After isolated the Lewis rat ADSCs with the digestion centrifuge process, The ADSCs was taken with the limited density dilution method cloning and condition-culture medium screening in the original generation culture.The group with clone screening ADSCs was taken as the experimental group, without clone screening as the control group, comparied the cellular appearance, growth curve and the cell doubling generation time; the surface marks CD49d, CD34, CD44of ADSCs were determined by flow cytometry.
The rat ADSCs was differentiationed into iPS in the procedure culture system by tris-step including FGF-4、FGF-α、HGF、dexamethasone and OSM. The ALB、AFP、 CK18mRNA were determined by RT-PCR and Urine and transferring Ammonia were monitored during inducing differentiation periods.
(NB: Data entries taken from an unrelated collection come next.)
PR #169, opened 2020-04-07
Remove model registered through URL from model store on unregister

### LINKED ISSUE #160: Delete model does not delete .mar file in model store
On deleting a model via the API, the .mar file for it is not removed in the model store folder. As a result if one tries to register the same model again, it fails with an error that file already exists.

harshbafna:
## Description

Remove model registered through URL from model store on unregister.

Fixes #160 

## Type of change

- [x] Bug fix

1) 
 - check the squeezenet1_1.mar file is not already available in model store

 - Register squeezenet model from S3 URL :
https://torchserve.s3.amazonaws.com/mar_files/squeezenet1_1.mar

 - Verify the model archive is downloaded in model_store directory

 - Unregister the squeezenet model
   
 - Verify the model archive is removed from model_store directory
 
2) Register and unregister a model from a mar file already present in model store. Validate that the mar file is not removed from the model store on unregistering the model.

- UT/IT execution results
[frontend_build_log_issue_160.txt](https://github.com/pytorch/serve/files/4444475/frontend_build_log_issue_160.txt)

## Checklist:


frontend/modelarchive/src/main/java/org/pytorch/serve/archive/ModelArchive.java
```diff
@@ -176,6 +176,14 @@ public void validate() throws InvalidModelException {
         }
     }
 
+    public static void removeModel(String modelStore, String marURL) {
```
mycpuorg, line 179: looks good to me

fbbradheintz:
Passed initial test on CPU & GPU. Waiting to move the card to "Tested" column until we're at code freeze for `staging_0_1_1` and I've re-run my test script.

The ALB was determined by fluorescence immunohistochemisty at last. To detect the Immunoregulation function of rat ADSCs and the iPS differentiationed from ADSCs by mixed lymphocyte culture of the system of the DA/Lewis spleen cell, and the effect of immuno-regulation on IL-2and IL-10of spleen cell were determined by ELISA analyze.
Result:The appearance of ADSCs which undergone clone screening has been homogeneous. The appearance were the doubling time was shorten, the change of growth curves was not obviously after many generation, growing-power after long-term culture was vigorous and stable, and the surface marks CD49d, CD44were high expressed while the surface marks of CD34was low in both the control group and the the experimental group examined by FCM.Rat ADSCs was successfully differentiationed into iPS by the21d culture system in vitro. The expression of ALB、 AFP and CK18mRNA was determined fortified by degrees at7thd、14thd and21thd. The protein ALB was determined by immunohistochemisty. It was occurred and persistenced of Metabolism of ammonia and urea synthesis after9th-12th d. It was shown that both Lewis rat ADSCs and iPS can down-regulate the immunologic reaction of the co-culture of DA and Lewis rat spleen cell indifferently, and the immuno suppression effect was enhanced by concentration of Lewis rat ADSCs and iPS.
Conclusion:The clone screening purification method is effective、economical purification method of ADSCs. Rat ADSCs was successfully differentiationed into iPS in vitro after procedure-induction. The method of induction can provide a valid and reliable source of seed cells for hepatocytes transplantation, the clinical treatment of liver tissue engineering. Rat ADSCs was successfully differentiationed into iPS in vitro, the iPS have the characteristics both function of Liver cell regeneration and immunosuppression effect.
Part Three the influence to the immunity rejection of the orthotopic liver transplantation model in rats induced by the hepatic-like cells differentiationed from adipose-derived mesenchymal stem cells.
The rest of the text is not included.